- **PROBLEM TO SOLVE**: Where a line contains "aantn: You can", start there and write out that line and each one after it, word for word, through the final line of the entries; add nothing else.
┌─ DATA
PR #234, opened 2025-04-08
Attention and ConvLSTM layers

SallyElHajjar:
adding attention to time dimension and three convlstm layers

### DIFF
--- a/usl_models/usl_models/atmo_ml/model.py
+++ b/usl_models/usl_models/atmo_ml/model.py
@@ -423,6 +423,36 @@ class AtmoConvLSTM(keras.Model):
                     dropout=self._params.lstm_dropout,
                     recurrent_dropout=self._params.lstm_recurrent_dropout,
                 ),
+                # Input shape: (time_steps, height, width, channels)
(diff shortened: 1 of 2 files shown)


SallyElHajjar:
image

image

image


image


First two: Three layers (without attention vs With attention)
Second two: one layer without attention vs with

usl_models/usl_models/atmo_ml/model.py
```diff
@@ -423,6 +423,36 @@ def __init__(self, params: AtmoModel.Params):
...
+                    pad_layers.Pad2D((LSTM_K_PAD, LSTM_K_PAD), mode=PAD_MODE)
+                ),
+                layers.ConvLSTM2D(
+                    LSTM_FILTERS,
+                    LSTM_K_SIZE,
+                    return_sequences=True,
+                    strides=1,
+                    padding="valid",
+                    activation=self._params.lstm_activation,
+                    dropout=self._params.lstm_dropout,
```
ahmustafa, line 438: why do we have the exact same block of layers twice in a row?

PR #199, opened 2024-11-12
Improve k8s function definitions

moshemorad:


holmes/plugins/toolsets/kubernetes.yaml
```diff
@@ -5,17 +5,27 @@ toolsets:
 
   tools:
   - name: "kubectl_describe"
-    description: "Run kubectl describe on a Kubernetes resource"
+    description: > 
+      Run kubectl describe <kind> <name> -n <namespace>, 
+      call this when users ask for description, 
+      for example when a user asks
+        - 'desctibe pod xyz-123'
```
aantn: typo in describe

holmes/plugins/toolsets/kubernetes.yaml
```diff
@@ -5,17 +5,27 @@ toolsets:
...
   tools:
   - name: "kubectl_describe"
-    description: "Run kubectl describe on a Kubernetes resource"
+    description: > 
+      Run kubectl describe <kind> <name> -n <namespace>, 
+      call this when users ask for description, 
+      for example when a user asks
+        - 'desctibe pod xyz-123' 
+        - 'show service xyz-123 in namespace my-ns'
+        - 'show information about deployment my-deployment"
```
aantn: will that really work? because we don't know the namespace. you probably want to use kubectl_find_resource in that case

moshemorad: I think it is very dependent in what you are actually want to see, for me when i say show me information the find_resource alone won't be enough. But yes there is some issues with not providing the namespace.

I think that this is something that we need to consider further, i will remove it for now.

aantn: You can add it back! Just add the namespace to your example.

aantn (approved):

RoiGlinik (approved):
└─
- **TASK RESULT**:
aantn: You can add it back! Just add the namespace to your example.

aantn (approved):

RoiGlinik (approved):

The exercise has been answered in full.